Go through the listing below. Copy each line that has the string "source".

*** Supplied data ***

PR #357, opened 2023-09-18
libtimezonemap: update data files to fix installer issues

Staudey:
**Summary:**
This updates the data files for `libtimezonemap` using the latest info from geonames.org As this dataset was outdated it caused issues with e.g. selecting Kyiv in the installer

**Test Plan:**
Successfully selected Kyiv on the timezone map in `os-installer`

## Checklist

### DIFF
--- a/packages/l/libtimezonemap/package.yml
+++ b/packages/l/libtimezonemap/package.yml
@@ -1,6 +1,6 @@
 name       : libtimezonemap
 version    : 0.4.5.2
-release    : 15
+release    : 16
 source     :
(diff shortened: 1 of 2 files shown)


Staudey:
Ported from https://phab.getsol.us/D14298 in case this is still needed. Not sure if the plan is to immediately switch to calamares for the next release

Staudey:
Note: Instead of the chunky patch I could alternatively also base it on https://github.com/Staudey/timezonemap

ReillyBrogan (changes requested):
Would it be possible to do something like what Firefox does where we have a script that generates an archive of the data and then use that as a secondary source for the package? Would solve the "gigantic patch that will forever live in the git history" issue.

Staudey:
Yeah, I guess that's doable. I'll take a look at it.

ReillyBrogan:
Going to close this since we switched to Calamares and this package appears to no longer be necessary.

*** End of Supplied data ***

Answer section:
 source     :
Would it be possible to do something like what Firefox does where we have a script that generates an archive of the data and then use that as a secondary source for the package? Would solve the "gigantic patch that will forever live in the git history" issue.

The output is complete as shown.